Mr. Hawley, I am not writing to tell you that on my twelve-and-a-half hour flight I developed no less than four pimples, brought on by the stress of watching my hard-earned American dollars dumped into a bin, or possibly just because the blemishes sensed that with my defenses down, this was their hour of triumph. Nor am I writing to complain that these increasingly severe restrictions are making us look more like a certain former Afghani government we deposed (in part) because of its oppressive austerity against things like cosmetics (see title of this posting if you are confused about to whom I am alluding, Mr. Hawley). I am not even writing to say that in China, a country which I grew up learning was significantly less free than our own, there are no domestic restrictions on in-flight fluids other than alcohol (and maybe highly flammable liquids). I am sure you daily receive hundreds of emails lodging these very complaints, so I will not waste your time by reiterating that of which you have already been apprised.

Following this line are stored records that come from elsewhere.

PR #204, opened 2015-08-24
proposal: Change `Operator` from class to interface.

saneyuki:
The motivation of this pull request is here:

A deriving class is unclear to understand "what we should need to implement this derived classs?". Thus, I think we should define interface and implement it for each implementations in these case:

- There is no default behavior, or a few default behavior.
- No need to create a base class instance.

`Operator` base class define only `call()` method, I think it will not be high cost for us to implement `call` method for each `Operator` implementations.

How do you think about this?

### DIFF
--- a/src/Operator.ts
+++ b/src/Operator.ts
@@ -1,8 +1,12 @@
 import Observer from './Observer';
 import Subscriber from './Subscriber';
 
-export default class Operator<T, R> {
-  call<T, R>(observer: Observer<R>): Observer<T> {
-    return new Subscriber<T>(observer);
-  }
+interface Operator<T, R> {
+  call<T, R>(observer: Observer<R>): Observer<T>;
+}
+
+export default Operator;
+
+export function defaultCallFn<T, R>(observer: Observer<R>): Observer<T> {
+  return new Subscriber<T>(observer);
 }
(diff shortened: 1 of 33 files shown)


blesh:
@saneyuki I don't at all disagree with this PR. If we use an interface, TypeScript will then complain if we don't implement the `call` method. And I don't think we're using the plain `Operator` type anywhere. SO this makes total sense.

I'll leave this PR sit for a while for others to chime in, but for now it looks fine to me.

blesh:
attn @trxcllnt

trxcllnt:
@saneyuki @blesh the only reason this is a base class is because TypeScript creates an empty file for interfaces. Do we expect anybody to ever import the `defaultCallFn` from Operator?

blesh:
> the only reason this is a base class is because TypeScript creates an empty file for interfaces. 

Doesn't seem like a big deal. Don't think of it as an "empty file"... think of it as "importing all of JavaScript in 0 bytes".

> Do we expect anybody to ever import the defaultCallFn from Operator?

I doubt it.


Otherwise LGTM. @trxcllnt ?

trxcllnt:
@blesh lgtm

blesh:
Thank you @saneyuki!

Merged with d565115d5c64c740dd5ce93060c816d0ad1daee1

saneyuki:
@blesh @trxcllnt thank you for your reviewing!

PR #210, opened 2015-08-26
feat(operator): add retry

jeremymwells:


blesh:
Thanks @jeremymwells! Other than my (generally nitpicky) comments, it looks good. If you get those few small issues cleaned up, I'll get this merged right away.

Issue #100, opened 2015-07-17
Roadmap: Alpha Release


blesh:
Below is a list of what is required for an Alpha release.

### Necessary Basic Static Methods
I'm cherry-picking from current RxJS2

- [x] concat
- [x] empty
- [x] from
- [x] fromArray
- [x] fromEvent
- [x] fromEventPattern
- [x] fromPromise
- [x] interval
- [x] just/value
- [x] merge
- [x] never
- [x] of
- [x] range
- [x] return
- [x] throw
- [x] timer
- [x] zip

### Necessary Basic Operators 

I'm cherry-picking [operators from RxJS 2](https://github.com/Reactive-Extensions/RxJS/tree/master/doc/api/core/operators) for now. I'm trying to narrow it down to what's essential to implement.

- [x] buffer
- [x] bufferCount (bufferWithCount)
- [x] bufferTime (bufferWithTime)
- [x] bufferToggle (buffer(obs, fn))
- [x] bufferWhen (buffer(fn))
- [x] catch
- [x] combineLatest
- [x] concat
- [x] concatAll
- [x] defaultIfEmpty
- [x] delay
- [x] flatMap
- [x] filter
- [x] forkJoin
- [x] groupBy
- [x] groupByUntil
- [x] map
- [x] mapTo
- [x] merge
- [x] mergeAll
- [x] multicast
- [x] observeOn
- [x] publish
- [x] reduce
- [x] repeat
- [x] retry
- [x] retryWhen
- [x] scan
- [x] skip
- [x] skipUntil
- [x] startWith
- [x] subscribeOn
- [x] switchMap (flatMapLatest)
- [x] take
- [x] takeUntil
- [x] timeout
- [x] toArray
- [x] toPromise
- [x] window
- [x] windowCount (windowWithCount)
- [x] windowTime (windowWithTime)
- [x] windowToggle (window(obs, fn))
- [x] windowWhen (window(fn))
- [x] withLatestFrom
- [x] zip
- [x] zipAll

### Necessary Support Types

(Not including Observable and Subscriber, which are a given)

- [x] BehaviorSubject
- [x] ConnectableObservable (multicast)
  - [x] refCount
- [x] Subject
- [x] ReplaySubject

### Schedulers

- [x] immediate
- [x] nextTick

### Macro Performance Tests

[...]

PR #211, opened 2015-08-26
Add micro-benchmark performance test for skip operator.

kwonoj:
Adding additional micro test coverage for skip operator listed in issue https://github.com/ReactiveX/RxJS/issues/100 by following existing one.


blesh:
Awesome thank you!

PR #216, opened 2015-08-27
bugfix(zip): Remove usage of sparse array

jinroh:
ES5 `every` has a weird behavior on sparse arrays which broke `zip` operator.

```js
var foo = []; foo[1] = "a";
foo.every(hasValue); // === true;
```


blesh:
Oh wow, good catch @jinroh. Yeah, I think `every` skips any item in an array that is `undefined`... 

merged as of 8c20e82185ff36802f3a35b0a2020277bf550ecb

PR #218, opened 2015-08-27
bugfix(take): Complete on limit reached

jinroh:
`take` should complete when the limit is reached, not waiting for another event and then complete.


blesh:
I've fixed the broken test and merged this as of 801a711f2f1e4a1c4e327bc3b63603e26042926a

blesh:
Thank you, @jinroh!

Issue #219, opened 2015-08-27
feat(operator): implement publishBehavior


staltz:
For symmetry with `publish` which multicasts on a Subject, we should have `publishBehavior` and `publishReplay`. In Reactive-Extension/RxJS these exist but are `publishValue` and `replay` respectively. The new naming would give a nice symmetry:

- `publish` multicasts on `Subject`
- `publishBehavior` multicasts on `BehaviorSubject`
- `publishReplay` multicasts on `ReplaySubject`

I can implement this, if you think this plan looks good.

PR #223, opened 2015-08-27
feat(operator): add publishBehavior operator and spec

staltz:
Implements #219.
We're not sure yet whether #219 should be done or not, but in any case, here's the PR in the pipeline awaiting for review/approval.


trxcllnt:
@staltz lgtm

blesh:
merged with 249ab8d

Thank you, @staltz!

PR #3959, opened 2018-07-27
chore(package): update lock file

cartant:
**Description:**

This PR updated the lock file using these commands (with npm v6.2.0):

```
npm uninstall --save-dev dtslint
npm install --save-dev --save-exact dtslint
```


benlesh:
Thanks, I started doing this and got pulled into something else. :)

Issue #3879, opened 2018-07-01
scan() definition


Karql:
Hi!

I've just started my journey with rxjs ;)
Reading overview I've gone to scan() documentation.
After some lecture I thought "why seed is type of T|R"

I checked the source code:
https://github.com/ReactiveX/rxjs/blob/6.2.1/src/internal/operators/scan.ts

Ok seed is type T|R in case of use first value of source when is not passed.
But imo this is correct behavior when T == R

When T != R it can case errors like this:

![scan](https://user-images.githubusercontent.com/173098/42131959-485e3d42-7d0e-11e8-997c-b83025607966.png)

Imo to avoid this seed should be mandatory when T != R.
It imiples on change in definition from:
`export function scan<T, R>(accumulator: (acc: R, value: T, index: number) => R, seed?: R): OperatorFunction<T, R>;`
to:
`export function scan<T, R>(accumulator: (acc: R, value: T, index: number) => R, seed: R): OperatorFunction<T, R>;`

What do you think? Should I create PR for this?

bafolts:
Requiring users to pass the initial value of their seed seems like the safest route. If not requiring users to provide a value for the first seed the final scan really gets `T | R`.

```
export function scan<T, R>(accumulator: (acc: T | R, value: T, index: number) => R, seed?: R): OperatorFunction<T, R>;
```

If not requiring an initial value for the seed `undefined` for the original value would make sense. It is strange to me that the seed becomes of type `T` in this final case.

BioPhoton:
@cartant I believe we can close this issue please correct me if not and in the best case suggest a way to proceed with this

Issue #3150, opened 2017-12-01
types inferring problem with scan operator


ghetolay:
I'm having a problem when using `scan` with 2 different type for item and accumulator/seed on ts 2.5+ (didn't try older versions).
You can see it here : https://stackblitz.com/edit/ts-fn-overload-bug?file=test.ts

```ts
of('0').pipe(
  scan((acc, str) => acc + parseInt(str), 0)
);
```
gives the following error : 
> Argument of type 'UnaryFunction<Observable<number>, Observable<any>>' is not assignable to parameter of type 'UnaryFunction<Observable<string>, Observable<any>>'.
  Types of parameters 'source' and 'source' are incompatible.
    Type 'Observable<string>' is not assignable to type 'Observable<number>'.
      Type 'string' is not assignable to type 'number'.

Even if scan has a signature matching that use case (the last one) : 
```ts
function scan<T>(accumulator: (acc: T, value: T, index: number) => T, seed?: T): MonoTypeOperatorFunction<T>;
function scan<T>(accumulator: (acc: T[], value: T, index: number) => T[], seed?: T[]): OperatorFunction<T, T[]>;
function scan<T, R>(accumulator: (acc: R, value: T, index: number) => R, seed?: R): OperatorFunction<T, R>;
```

As it's shown on the stackblitz, order seems to matter so it's most likely a ts bug.
But looking closely on those types, @NaridaL pointed out that the last signature should be enough to cover all cases. Indeed `R` can totally be inferred with the same type as `T` or `T[]`.

So the question is : is there any reason for having those *subtype* signatures ? especially since now it seems to create a bug ?

P.S: Couldn't find a corresponding ts issue but didn't do much digging
P.S2: I think the same applies for `reduce`.

cartant:
Probably related to #2897. See discussion therein.

ghetolay:
Oh sorry, I missed that. 

But now there is a game changer as it's causing errors. I'll dig into typescripts issues see if I can find something.

ghetolay:
I thought the problem was because I update my ts but it's not, it's because I refactored my code to use pipe. 
I can go as low as 2.0 with that code and I got the error while the *non-pipeable* version, with `this` on the signature, works fine.

I found this new issue https://github.com/Microsoft/TypeScript/issues/20305 but I'm not sure it's exactly the same problem.

benlesh:
This has been addressed to the best of our ability in RxJS 7.

PR #3960, opened 2018-07-27
Update scan.ts

domoritz:
Otherwise this breaks

```ts
$brush.pipe(
    scan(
      (acc, curr) => acc.set(curr.dimension, curr.brush),
      new Map<D, Interval<number>>()
    )
  );
```

### DIFF
--- a/src/internal/operators/scan.ts
+++ b/src/internal/operators/scan.ts
@@ -4,9 +4,9 @@ import { Subscriber } from '../Subscriber';
 import { OperatorFunction, MonoTypeOperatorFunction } from '../types';
 
 /* tslint:disable:max-line-length */
+export function scan<T, R>(accumulator: (acc: R, value: T, index: number) => R, seed?: R): OperatorFunction<T, R>;
 export function scan<T>(accumulator: (acc: T, value: T, index: number) => T, seed?: T): MonoTypeOperatorFunction<T>;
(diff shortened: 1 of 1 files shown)


cartant:
Thanks for opening the PR.

Having a another look at the typings for `scan` and `reduce` is on my list of things to do. There are a number of open issues that related to the `scan` typings: #3150 and #3879. Any changes to the `scan` typings should take those into account.

The change in this PR appears to be the same as the change suggested in #2897 - which was not merged. See the conversation in that PR for the reasons. I'm not saying that those reasons still apply - and I've not re-read the conversation recently - but it does provide some context.

IMO, now that the testing infrastructure supports dtslint, I don't think we should change the typings until we have dtslint-based tests that document/describe the current behaviour.

Also any changes to the `scan` typings will likely need to be made to the `reduce` typings, too.

domoritz:
Thanks for getting back to me so quickly. I'm going to close this PR then. 

I just started using rxjs yesterday and tripped over this issue. I'll just set the types manually for now.

cartant:
Well, hopefully, I've not discouraged you from contributing, as that wasn't my intention.

Anyway, I'll bump the priority of my writing some dtslint tests for `scan` and `reduce`, so that any changes we make to the typings need not be so scary.

domoritz:
Oh no, I'm not discouraged not at all. I know how open source development goes and I'm impressed how quickly you responded. Thanks for taking my request seriously!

Perhaps this missive is approaching a length somewhat inappropriate for a "business" letter, so let me cut to the point(s):
1. If you liquids are banned from carry-on baggage and must be stowed in check-in luggage, passengers must be given notice of this prior to the time they are separated from their check-in bags. You should also consider alerting travellers (via your website) that these policies are in effect not only on domestic American flights, but on international flights into the country as well.
2. If you use foreign agents to implement American security policies, they should be American-trained to ensure proper enforcement of those policies. It does no good when a traveller's 0.3 oz acne medication is apprehended, but his 5 fl. oz container of anti-shine refreshing lotion (which could be anything inside it's opaque bottle) goes unnoticed. Since these new restrictions were put in place (ostensibly) for our safety, as a tax-paying citizen, I have the right to expect that you not only create new regulations, but enforce them, too.
3. (Really an extention of point #2) Exemptions from the policy also need to be properly enforced. This means that if a traveller has small containers of toiletry items under the 3 oz. weight limit, he should be allowed to carry them aboard an aircraft in accordance with the TSA's guidelines.
In short, shoddy enforcement of TSA rules abroad puts the lives of the travelling public in danger, while simultaneously creating gross economic inefficiency, in as far as airplane passangers must throw away perfectly permissible goods at the security gate. This is unacceptable. Period.